— Data records —
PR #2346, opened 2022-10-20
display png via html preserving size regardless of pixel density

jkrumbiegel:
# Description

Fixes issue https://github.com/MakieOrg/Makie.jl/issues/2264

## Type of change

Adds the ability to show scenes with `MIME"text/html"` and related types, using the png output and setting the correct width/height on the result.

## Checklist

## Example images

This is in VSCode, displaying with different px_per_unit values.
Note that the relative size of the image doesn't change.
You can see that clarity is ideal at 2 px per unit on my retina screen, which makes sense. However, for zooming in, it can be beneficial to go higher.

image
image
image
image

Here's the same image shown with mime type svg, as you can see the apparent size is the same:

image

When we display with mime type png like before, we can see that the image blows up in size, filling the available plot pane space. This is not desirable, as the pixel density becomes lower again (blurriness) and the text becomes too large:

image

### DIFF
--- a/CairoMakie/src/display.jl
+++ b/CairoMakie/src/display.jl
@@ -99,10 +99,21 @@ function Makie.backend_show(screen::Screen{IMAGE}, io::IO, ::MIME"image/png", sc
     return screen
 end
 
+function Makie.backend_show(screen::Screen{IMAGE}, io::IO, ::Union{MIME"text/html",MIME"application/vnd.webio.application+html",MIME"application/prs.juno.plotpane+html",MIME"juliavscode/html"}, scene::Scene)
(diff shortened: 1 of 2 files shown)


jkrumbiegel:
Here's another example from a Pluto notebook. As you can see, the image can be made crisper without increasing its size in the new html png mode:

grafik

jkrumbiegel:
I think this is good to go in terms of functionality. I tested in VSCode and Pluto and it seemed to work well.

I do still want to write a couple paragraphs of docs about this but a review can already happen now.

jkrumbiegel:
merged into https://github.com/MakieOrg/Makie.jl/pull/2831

...

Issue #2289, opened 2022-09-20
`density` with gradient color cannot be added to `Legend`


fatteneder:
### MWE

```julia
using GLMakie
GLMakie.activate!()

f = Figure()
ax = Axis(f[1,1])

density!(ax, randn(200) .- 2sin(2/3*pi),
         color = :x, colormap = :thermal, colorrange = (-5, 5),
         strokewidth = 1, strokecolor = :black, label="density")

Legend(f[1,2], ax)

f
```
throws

==

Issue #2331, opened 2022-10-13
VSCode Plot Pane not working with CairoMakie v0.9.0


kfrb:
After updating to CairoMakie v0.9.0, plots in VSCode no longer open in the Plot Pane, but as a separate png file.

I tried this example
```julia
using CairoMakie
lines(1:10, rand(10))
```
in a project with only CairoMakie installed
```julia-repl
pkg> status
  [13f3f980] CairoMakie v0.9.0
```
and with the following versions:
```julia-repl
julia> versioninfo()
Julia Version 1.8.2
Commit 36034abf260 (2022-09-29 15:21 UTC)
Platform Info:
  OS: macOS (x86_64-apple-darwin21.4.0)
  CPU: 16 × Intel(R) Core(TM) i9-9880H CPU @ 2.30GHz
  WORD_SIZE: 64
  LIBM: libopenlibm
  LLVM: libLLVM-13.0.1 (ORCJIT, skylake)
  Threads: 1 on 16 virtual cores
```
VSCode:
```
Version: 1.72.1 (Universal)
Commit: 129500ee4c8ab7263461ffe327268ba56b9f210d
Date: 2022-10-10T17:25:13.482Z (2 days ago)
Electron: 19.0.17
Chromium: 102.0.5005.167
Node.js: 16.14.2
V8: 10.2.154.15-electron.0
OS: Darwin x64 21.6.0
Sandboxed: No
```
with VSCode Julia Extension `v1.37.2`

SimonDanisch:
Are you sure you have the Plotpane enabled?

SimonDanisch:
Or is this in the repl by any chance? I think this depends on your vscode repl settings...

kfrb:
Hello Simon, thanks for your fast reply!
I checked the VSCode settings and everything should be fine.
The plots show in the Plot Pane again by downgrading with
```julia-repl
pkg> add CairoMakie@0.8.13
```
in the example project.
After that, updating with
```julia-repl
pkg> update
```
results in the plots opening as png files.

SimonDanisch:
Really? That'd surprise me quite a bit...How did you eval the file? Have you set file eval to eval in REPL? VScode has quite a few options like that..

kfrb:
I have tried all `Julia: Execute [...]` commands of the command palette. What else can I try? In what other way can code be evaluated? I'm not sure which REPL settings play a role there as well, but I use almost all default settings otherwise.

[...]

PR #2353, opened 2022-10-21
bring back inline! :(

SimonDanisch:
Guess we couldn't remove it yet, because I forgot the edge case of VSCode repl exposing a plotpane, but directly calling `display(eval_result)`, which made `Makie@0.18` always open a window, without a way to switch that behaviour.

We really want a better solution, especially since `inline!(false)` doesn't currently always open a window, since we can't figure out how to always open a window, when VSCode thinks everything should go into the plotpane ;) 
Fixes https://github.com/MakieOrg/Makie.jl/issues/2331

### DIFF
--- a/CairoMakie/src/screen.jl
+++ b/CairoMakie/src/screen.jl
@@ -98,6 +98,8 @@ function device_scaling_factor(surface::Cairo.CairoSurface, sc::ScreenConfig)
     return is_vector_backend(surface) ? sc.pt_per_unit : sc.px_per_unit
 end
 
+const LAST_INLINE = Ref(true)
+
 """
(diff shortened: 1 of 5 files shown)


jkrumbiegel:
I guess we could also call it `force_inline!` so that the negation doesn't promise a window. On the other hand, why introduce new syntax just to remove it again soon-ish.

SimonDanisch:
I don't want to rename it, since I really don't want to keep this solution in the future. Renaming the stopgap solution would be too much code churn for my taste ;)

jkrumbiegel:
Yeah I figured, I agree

— Problem requirements —
Would you retype the lines above from the one with "PR #2346, opened 2022-10-20" down to the one with "## Example images", word for word, both ends included and no other lines?

— Output for this exercise —
PR #2346, opened 2022-10-20
display png via html preserving size regardless of pixel density

jkrumbiegel:
# Description

Fixes issue https://github.com/MakieOrg/Makie.jl/issues/2264

## Type of change

Adds the ability to show scenes with `MIME"text/html"` and related types, using the png output and setting the correct width/height on the result.

## Checklist

## Example images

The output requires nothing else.